**WHAT NEEDS TO BE DONE**
Which lines in the records below contain the word "refactor"? Copy each of them.

[Records contained in a dataset]
================================

PR #2185, opened 2024-02-24
refactor(experimental): errors: context: sort keys

buffalojoec:
Smh!

PR #2184, opened 2024-02-24
refactor(experimental): errors: remove cyclical dependency

buffalojoec:
In order to be able to add `SolanaError` to `@solana/addresses`, the
`devDependency` for `@solana/addresses` needs to be removed.

PR #2183, opened 2024-02-24
draft: account errors

buffalojoec:
DRAFT: NOT FOR MERGE: How's this looking?

I'm not sure if we want to stay consistent with any error enums from the SDK,
but here's a first brush at adding `SolanaError` codes to `@solana/accounts`.

If we are decoupling from the SDK, then providing pluralized errors might help
with this package.

PR #2182, opened 2024-02-24
refactor(experimental): errors: fix `README` link

buffalojoec:
Updates the links to the README in the `@solana/errors` package.

PR #2187, opened 2024-02-24
refactor(experimental): errors: `addresses` package

buffalojoec:
Adds custom `SolanaError` throws to the `@solana/addresses` package.


buffalojoec:
> [!WARNING]
> <b>This pull request is not mergeable via GitHub because a downstack PR is open. Once all requirements are satisfied, merge this PR as a stack <a href="https://app.graphite.dev/github/pr/solana-labs/solana-web3.js/2187?utm_source=stack-comment-downstack-mergeability-warning" >on Graphite</a>.</b>

* **#2187** <a href="https://app.graphite.dev/github/pr/solana-labs/solana-web3.js/2187?utm_source=stack-comment-icon" target="_blank">Graphite</a> 👈
* **#2186** <a href="https://app.graphite.dev/github/pr/solana-labs/solana-web3.js/2186?utm_source=stack-comment-icon" target="_blank">Graphite</a>
* **#2185** <a href="https://app.graphite.dev/github/pr/solana-labs/solana-web3.js/2185?utm_source=stack-comment-icon" target="_blank">Graphite</a>
* **#2184** <a href="https://app.graphite.dev/github/pr/solana-labs/solana-web3.js/2184?utm_source=stack-comment-icon" target="_blank">Graphite</a>
* **#2182** <a href="https://app.graphite.dev/github/pr/solana-labs/solana-web3.js/2182?utm_source=stack-comment-icon" target="_blank">Graphite</a>: 1 other dependent PR ([#2183](https://github.com/solana-labs/solana-web3.js/pull/2183) <a href="https://app.graphite.dev/github/pr/solana-labs/solana-web3.js/2183?utm_source=stack-comment-icon" target="_blank">Graphite</a>)
* `master`

This [stack of pull requests](https://stacking.dev/?utm_source=stack-comment) is managed by [Graphite](https://app.graphite.dev/github/pr/solana-labs/solana-web3.js/2187?utm_source=stack-comment).

packages/errors/src/context.ts
```diff
@@ -33,9 +35,15 @@ export type SolanaErrorContext = DefaultUnspecifiedErrorContextToUndefined<{
         addresses: string[];
         cause?: Error;
     };
+    [SOLANA_ERROR__INVALID_ADDRESS]: {
```
lorisleiva, line 38: I think we should also provide the invalid address in the context?

packages/errors/src/context.ts
```diff
@@ -33,9 +35,15 @@ export type SolanaErrorContext = DefaultUnspecifiedErrorContextToUndefined<{
...
+        reason?: string;
```
lorisleiva, line 39: I'd be interested to hear @steveluscher's opinion on error "sub-categories" which lead us to have this optional `reason` string here.

packages/errors/src/context.ts
```diff
@@ -33,9 +35,15 @@ export type SolanaErrorContext = DefaultUnspecifiedErrorContextToUndefined<{
...
+    };
     [SOLANA_ERROR__INVALID_KEYPAIR_BYTES]: {
         byteLength: number;
     };
+    [SOLANA_ERROR__INVALID_SEEDS]: {
```
lorisleiva, line 44: I think `SOLANA_ERROR__INVALID_PROGRAM_DERIVED_ADDRESS` would be more appropriate.

lorisleiva (changes requested):

packages/addresses/src/address.ts
```diff
@@ -55,18 +56,22 @@ export function assertIsAddress(putativeAddress: string): asserts putativeAddres
             // Highest address (32 bytes of 255)
             putativeAddress.length > 44
         ) {
-            throw new Error('Expected input string to decode to a byte array of length 32.');
+            throw new SolanaError(SOLANA_ERROR__INVALID_ADDRESS, {
```
steveluscher, line 59: ‘Invalid’ can mean _so_ many things where an address is concerned, but ‘malformed’ would be more to the point here.

packages/addresses/src/program-derived-address.ts
```diff
@@ -45,14 +46,14 @@ export function assertIsProgramDerivedAddress<TAddress extends string = string>(
...
+        throw new SolanaError(SOLANA_ERROR__INVALID_SEEDS, {
+            reason: `Expected given program derived address to have the following format: [Address, ProgramDerivedAddressBump].`,
+        });
     }
     if (value[1] < 0 || value[1] > 255) {
-        // TODO: Coded error.
-        throw new Error(`Expected program derived address bump to be in the range [0, 255], got: ${value[1]}.`);
+        throw new SolanaError(SOLANA_ERROR__INVALID_SEEDS, {
+            reason: `Expected program derived address bump to be in the range [0, 255], got: ${value[1]}.`,
+        });
```
steveluscher, line 56: This isn't true, right? This is rather that the `ProgramDerivedAddress` is malformed. We don't really know about the seeds – just that the `ProgramDerivedAddress` isn't of the form `[Address, Bump]`

packages/errors/src/context.ts
steveluscher: Let's not.

1. Reasons are not scrutable like error codes are, without matching on the _text_ of the `reason`
2. There's a chance someone will surface this message to the user (bad; English only)

packages/errors/src/context.ts
steveluscher: †`MALFORMED`

steveluscher (changes requested):
I'd rather have these all as separate error codes. You can always catch the `SolanaError` without caring what type it is.

```ts
try {
    const pda = await createProgramDerivedAddress(/* ... */);
} catch(e) {
    if (isSolanaError(e)) {
        // bad thing
    } else {
        throw e;
    }
}
```

steveluscher:
I see that this sub-error thing happens in later PRs too. Listen, one thing we _could_ do is to to make use of [`Error#cause`](https://developer.mozilla.org/en-US/docs/Web/JavaScript/Reference/Global_Objects/Error/cause). We'd have to extend `SolanaError` somehow, maybe by adding `cause` to the context.

```ts
throw new SolanaError(SOLANA_ERROR__PDA_SUCKS, {
    cause: new SolanaError(
        SOLANA_ERROR__PDA_SPECIFICALLY_SUCKS_BECAUSE_OF_THIS,
        { /* context for cause */ },
    ),
    /* other context */
});
```

Then people can be like:

```ts
try {
    const pda = await createProgramDerivedAddress(/* ... */);
} catch (e) {
    if (isSolanaError(e, SOLANA_ERROR__PDA_SUCKS)) {
        const why = e.cause;
        // Do something with `cause`, or not.
    } else {
        throw e;
    }
}
```

I don't love it though. If we can get away without doing that, we probably should. If there are good use cases for sub-errors, then we should lean on `cause`.

Notes:

* You'll have to enable `ES2022.Error` in `tsconfig.json` to be able to use `cause`
* `super(message, { cause });`
* TypeScript typing will probably be super tough; you'll have to delete the `cause` property from `context` and write some type tests.

buffalojoec:
Alright I think I got the message, guys.

steveluscher (approved):
Added via Giphy

packages/errors/src/context.ts
```diff
@@ -38,9 +44,22 @@ export type SolanaErrorContext = DefaultUnspecifiedErrorContextToUndefined<{
...
+    };
     [SOLANA_ERROR__INVALID_KEYPAIR_BYTES]: {
         byteLength: number;
     };
+    [SOLANA_ERROR__MAX_NUMBER_OF_PDA_SEEDS_EXCEEDED]: {
+        maxSeeds: number;
+    };
+    [SOLANA_ERROR__MAX_PDA_SEED_LENGTH_EXCEEDED]: {
+        index: number;
+        maxSeedLength: number;
```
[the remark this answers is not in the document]
buffalojoec: > Also, it makes a value the maximum seed length that probably won't change in our lifetimes, at least not without a code change being necessary in web3.js.

Yeah, but I really didn't want to have to introduce two areas where we'd have to change that value, if we ever needed to update the code.

> On the other hand, inlining the seed into the error is maybe a bad idea (privacy?).

Probably safe to avoid this, yeah.

> I'm struggling to think of what this error context could contain that would actually help me fix the bug. Maybe the actual length of the violating seed is a start?

Index and actual length should do, no? I doubt we need more than that.

packages/addresses/src/address.ts
```diff
@@ -55,19 +61,21 @@ export function assertIsAddress(putativeAddress: string): asserts putativeAddres
             // Highest address (32 bytes of 255)
             putativeAddress.length > 44
         ) {
-            throw new Error('Expected input string to decode to a byte array of length 32.');
+            throw new SolanaError(SOLANA_ERROR__INCORRECT_BASE58_ADDRESS_LENGTH, {
+                actualLength: putativeAddress.length,
+            });
```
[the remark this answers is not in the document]
buffalojoec: I don't think this is a bad check, and the code is informative, but I can see how the two errors could be merged. I'm not really a huge fan of `actualLength: 'UNKNOWN'`, and I certainly don't think we should decode the string just to return the _real_ actual byte length, which could invoke another unrelated error.

packages/addresses/src/address.ts
```diff
@@ -55,19 +61,21 @@ export function assertIsAddress(putativeAddress: string): asserts putativeAddres
...
         }
         // Slow-path; actually attempt to decode the input string.
         const base58Encoder = getMemoizedBase58Encoder();
         const bytes = base58Encoder.encode(putativeAddress);
         const numBytes = bytes.byteLength;
         if (numBytes !== 32) {
-            throw new Error(`Expected input string to decode to a byte array of length 32. Actual length: ${numBytes}`);
+            throw new SolanaError(SOLANA_ERROR__INCORRECT_BASE58_ADDRESS_BYTE_LENGTH, {
```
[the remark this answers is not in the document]
buffalojoec: It really only makes sense to include the `_BASE58` to match the pattern of the error code above it, if it remains in the set.

packages/addresses/src/address.ts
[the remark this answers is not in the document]
steveluscher: `SOLANA_ERROR__WHERE_DID_YOU_EVEN_GET_THIS`

packages/errors/src/context.ts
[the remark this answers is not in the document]
buffalojoec: Btw, the `MAX_SEEDS` error gets thrown by `createProgramAddress` (also the case in the Rust library as well). This can be confusing to the downstream user, since if they provide 16 seeds (`MAX_SEEDS`), they'll actually be feeding `createProgramAddress` with 17 seeds, because the bump is included, and they'll get this error.

With the changes I have locally right now, you'd basically get a message "provided: 17" when you can visibly see you only provided 16. Is a descriptive message good enough to elaborate this fact? Or do we want to work out the "max seeds" concept to actually be 15?

steveluscher:
### Merge activity

* **Feb 29, 11:33 AM PST**: @steveluscher started a stack merge that includes this pull request via [Graphite](https://app.graphite.dev/github/pr/solana-labs/solana-web3.js/2187).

================================

**ANSWER TO THIS EXERCISE**
refactor(experimental): errors: context: sort keys
refactor(experimental): errors: remove cyclical dependency
refactor(experimental): errors: fix `README` link
refactor(experimental): errors: `addresses` package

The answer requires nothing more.